Sioux Lookout Meno Ya Win Health Centre sees about 450 births each year, most of them to families from isolated First Nations, hundreds of kilometres away from the hospital, said director of patient care services Sue Anderson.

The hospital was routinely receiving calls from Service Ontario about unregistered babies, or seeing infants return to hospital for health care without the requisite paperwork for a health card, Anderson said. Meno Ya Win is now working on systems to ensure the two-part birth registration form is completed before the baby leaves hospital.

"Sometimes you go home and you're just worried about getting some sleep and feeding your baby, never mind doing some paperwork," Anderson said of the previous practice of simply sending registration forms home with new moms.

Now a native language interpreter visits each family during their stay at the hospital to explain the registration process and help fill out the form.

'Enormous' challenges

The only hitch, Anderson said is the requirement that the paperwork include the child's legal name and  "sometimes they want to go home and have a grandparent name the baby." In that case the interpreter walks the parents through the steps they'll need to take once their child is named.

The other part of the birth registration is a statement of live birth that is the responsibility of the hospital and must be filled out by a trained clerk. Anderson said the number of births at Meno Ya Win presents "enormous" challenges when it comes to getting all the paperwork completed.

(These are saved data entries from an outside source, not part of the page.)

PR #328, opened 2019-08-22
Replace mean_descendants with a node stat

### LINKED ISSUE #273: implement mean_descendants as a node statistic
As discussed in #271, this is a node statistic. The differences to current node stats are that (a) it normalizes by the amount that the node is actually an ancestor; and (b) it is polarised (and `polarised=False` will give something that is always equal to 1). I propose that we make the behavior of (a) a parameter, and implement that normalization at the python level.

jeromekelleher:
Closes #273 

(I had to base this off #313, so ignore everything except the last commit here in the initial version)

I had a go at this @petrelharp, and managed to duplicate the original code using node stats and numpy operations, but I had to introduce two strict-failing summary functions to do it. It's not *totally* trivial to do, I think, and we'll end up having to do some of the work in C at least I think (by the time we'd have defined the operations in C we'd have done most of the work). So, this needs to be updated to follow the pattern of the rest of the API and do/not do the funky normalising it's got at the moment.

Given that there's a bit of work to do here, I suggest we push this out to beyond 0.2.0 and maybe put a bigger warning on the documentation stating that this **really** is preliminary and we reserve the right to change it any way we feel like.


jeromekelleher:
There's a few changes that I'll need to backport to #313 also --- turns out we weren't handling dimensions in the general stats properly.

python/tskit/trees.py
```diff
@@ -4244,13 +4135,136 @@ def f2(self, sample_sets, indexes=None, windows=None, mode="site",
...
+            proportion of the genome that `node` is an ancestor to anyone.
+
+        :param iterable reference_sets: A list of lists of node IDs.
+        :return: An array with dimensions (number of nodes in the tree sequence,
+            number of reference sets)
+        """
+        # An array of booleans per tree, true if node u is in the tree else false.
+        in_tree = self.sample_count_stat(
+            [self.samples()], lambda x: x + 1, output_dim=1, polarised=True,
+            strict=False, mode="node", windows="trees")[..., 0] > 1
```
petrelharp: I *think* that `ts.segregating_sites(..., mode="node")` does this.

petrelharp: Oh, darn: it *almost* does this, but doesn't count root nodes.

jeromekelleher: I played around with segregating_sites for a bit all right, but it was its behaviour around roots that made me give up. I don't see any around that.

python/tskit/trees.py
```diff
@@ -4244,13 +4135,136 @@ def f2(self, sample_sets, indexes=None, windows=None, mode="site",
...
+
+        C = self.sample_count_stat(
+            reference_sets, lambda x: x, output_dim=len(reference_sets), polarised=True,
+            strict=False, mode="node", windows="trees")
+        # Reshape so that we can multiply through by the span of each tree
+        tree_span = tree_span.reshape((tree_span.shape[0], 1, 1))
+        C *= tree_span
+
+        # To replicate the existing code, take the mean weighted by node span.
+        C = np.sum(C, axis=0)
```
petrelharp: I think the following does the same thing without having to do the `windows="trees"` stuff yourself:
```
denom = self.sample_count_stat(
            [self.samples()], lambda x: x > 0, output_dim=1, polarised=True,
            strict=False, mode="node", span_normalise=False)
numer = self.sample_count_stat(
        reference_sets, lambda x: x, output_dim=len(reference_sets), polarised=True, span_normalise=False,
        strict=False, mode="node")
C = numer / denom
```

petrelharp: This sort of normalization by `denom` is a pretty common node statistic operation that we should maybe even define as an option to those methods.

petrelharp: Or maybe (as we had said on this topic before) just provide a method that gives us the denominator. As a site statistic this'd give the number of segregating-or-fixed sites, and as a branch statistic would give us the total tree length plus any branches above the MRCA. So maybe it should be an option to `segregating_sites`, say, `include_fixed=False`.

petrelharp:
I've got this a good ways towards being a normal node statistic.  There's some API questions here, ping @hyanwong and @gtsambos:

1. Do we want to allow computation of the `branch` and `site` versions? For instance, the `site` version would ask for the mean allele frequency among each of the sample sets across derived alleles found in all samples. (This seems interesting, so yes?)

2. Should we rename `reference_sets` to `sample_sets` (I think yes, if the answer to (1) is yes).

3. Should we rename this based on the "site" version, like the other statistics? It could be "mean_segregating_frequency"?

This is somewhat in a different class than previous statistics because of the normalisation, but after talking it through, it's not feeling very different.

petrelharp:
Oh, and: I'm ok leaving this until after 0.2.0.

python/tests/test_tree_stats.py
```diff
@@ -801,8 +801,10 @@ def example_sample_sets(ts, min_size=1):
     yield [[s] for s in samples]
     if min_size == 1:
         yield [samples[:1]]
-    if ts.num_samples <= 2 and min_size >= 2:
```
petrelharp: I realized that this was never getting called.

python/tests/test_tree_stats.py
```diff
@@ -3441,8 +3441,7 @@ class TestGeneralSiteStats(StatsTestCase):
     def compare_general_stat(self, ts, W, f, windows=None, polarised=False):
         # Determine output_dim of the function
         M = len(f(W[0]))
-        py_ssc = PythonSiteStatCalculator(ts)
-        sigma1 = py_ssc.naive_general_stat(W, f, windows, polarised=polarised)
```
petrelharp: removing some cruft

python/tests/test_tree_stats.py
```diff
@@ -4391,7 +4390,6 @@ class BranchSampleSetStatsTestCase(SampleSetStatTestCase):
     def setUp(self):
         self.rng = random.Random(self.random_seed)
         self.stat_type = "branch"
-        self.py_stat_class = PythonBranchStatCalculator
```
petrelharp: only place this was mentioned; unused.

python/tests/test_tree_stats.py
```diff
@@ -5295,121 +5293,147 @@ def test_f3_windows(self):
         ts = self.get_example_ts()
         self.verify_three_way_stat_windows(ts, ts.f3)
 
-############################################
-# Old code where stats are defined within type
-# specific calculattors. These definititions have been
-# move to stat-specific regions above
-# The only thing left to port is the SFS code.
-############################################
```
petrelharp: we can get rid of this, yay!

python/tests/test_tree_stats.py
```diff
@@ -5295,121 +5293,147 @@ def test_f3_windows(self):
...
-                        w = f(x)
-                        for j in range(n_out):
-                            S[j] += w[j]
-            for j in range(n_out):
-                S[j] /= (end - begin)
-            out[j] = np.array([S])
-        return out
+    def verify(self, ts, reference_sets, windows=None):
+        C1 = mean_descendants(ts, reference_sets, mode=self.mode, windows=windows)
+        # C2 = tsutil.mean_descendants(ts, reference_sets, windows=windows)
```
petrelharp: to compare to the tsutil version we need to make that one windowed as well

petrelharp:
Gah; I found a "why did this ever work" error in the naive, test-only versions of two of the statistics, uncaught previously because we weren't looking at very many sample sets. Fixed now, but  I'll pull those changes off into another PR.

petrelharp:
I don't think we need to get this all sorted for 0.2.0, but if we're going to rename reference_sets to sample_sets, that'd be nice to do first, and that seems like an easy decision. (I vote yes.)

python/tskit/trees.py
```diff
@@ -4160,18 +4160,24 @@ def mean_descendants(self, reference_sets, windows=None):
...
+        sample_sets = reference_sets + [self.samples()]
         C = self.sample_count_stat(
-                    reference_sets, lambda x: x, output_dim=len(reference_sets),
+                    sample_sets, f, output_dim=len(sample_sets),
                     polarised=True, strict=False, mode="node", span_normalise=False,
                     windows=windows)
+        out_slice = tuple([slice(None)] * (len(C.shape) - 1) + [slice(0, -1)])
+        denom_slice = tuple([slice(None)] * (len(C.shape) - 1) + [-1])
+        out = C[out_slice]
+        denom = C[denom_slice].reshape(list(C.shape[:-1]) + [1])
```
petrelharp: This implementation is more opaque than [the previous implementation](https://github.com/tskit-dev/tskit/pull/328/commits/ab4dbd9aba581637f00c69ed1ded54540a93e065#diff-993cce8b29b806d11aae4e2ead3c71ecR4164) but is closer to how we'd do it in C.

jeromekelleher:
> I don't think we need to get this all sorted for 0.2.0, but if we're going to rename reference_sets to sample_sets, that'd be nice to do first, and that seems like an easy decision. (I vote yes.)

OK, great. Agreed on renaming to sample_sets, I'll get that in for 0.2.0.

hyanwong:
> Agreed on renaming to sample_sets

Just to check for this renaming: I'm assuming that we are never going to want to define sets that include non-sample nodes?

For example, there's Gil's idea of anonymising data by using the inferred ancestors as data points, rather than using the samples themselves. But it may be that this is done by redefining them as samples (especially now that we can have samples which are not complete sequences)

jeromekelleher:
> Just to check for this renaming: I'm assuming that we are never going to want to define sets that include non-sample nodes?

We might do I guess, but I think it's OK to have this slight inconsistency in favour of greater consistency across the various stats functions. We already allow for non-sample 'samples' in the ``samples`` argument to the ``variants`` method,  so it's not without precedent. 

In either case, it's the first positional parameter so the name isn't totally critical.

jeromekelleher:
OK, so the decision is to bring this stat up to date to make it more like the other general stats. This means that the API we're shipping in 0.2.0 for this function isn't going to be stable, but that's OK because we'll clearly document it as experimental.

I'll update this PR once the dust has settled a bit so it's a cleaner diff.

gtsambos:
fyi everyone: as this is my last day in Oxford I've been busy wrapping up some other things, so haven't had time to think about this properly yet - but I will soon!

jeromekelleher:
I've brought this up to date @petrelharp. We've reproduced the old behaviour successfully, but we want to have options for normalising by how long the node was in trees for. How would you like to proceed with this (possibly something it'd be better to talk over?)

jeromekelleher:
@awohns, you're the main user of mean_descendents at the moment. Can you comment on what normalisation options you'd like to see please?

awohns:
In addition to length of genome (which is default), I suppose the normalising by the size of the reference sets is the only option that comes to mind at the moment.

jeromekelleher:
> In addition to length of genome (which is default), normalising by the size of the reference sets is the only option that comes to mind at the moment.

Do you always want to normalise by the length of genome? I've gone round in circles in this one.

awohns:
Just reread the various threads on this. I agree with @petrelharp in #273, normalising by the span which the node is an ancestor to any sample should be an option, I think there are cases where you would want to normalise (for instance, if you're solely interested in which samples copy from an individual ancestor) and cases were you wouldn't (if you're comparing the relative contribution of a number of ancestors to the samples).

jeromekelleher:
(Basically I can't remember why I did this now, so happy to close unless someone else would like to have it in)

petrelharp:
This seems like a nice thing to do in terms of (a) making it more obvious what's going on with `mean_descendants`, (b) removing a bunch of code (since now `mean_descendants` would just use the general stat interface), and (c) making the interface consistent ("sample_sets"). However, it probably doesn't change much in practice, so it is not high priority. (Unless someone's come up with a use case for the `branch` or `site` mode stats here?)

jeromekelleher:
I agree, let's close. We can always reopen and pick up again later if someone really wants this.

Currently the hospital has one clerk dedicated to birth registration, but it intends to train more, she said.

Birth registration is the first step towards getting a birth certificate, a social insurance number or child tax benefits in Ontario. It's also needed to acquire a health card.

Before the changes at Meno Ya Win, Anderson said children were coming back to the hospital without health cards.

"It's difficult to provide care," she said. "I mean we always do, but this is a necessary task that needs to happen in order to receive proper care throughout their lives."

Anderson said the hospital continues to seek feedback from Service Ontario, families, communities and staff about how to improve the system.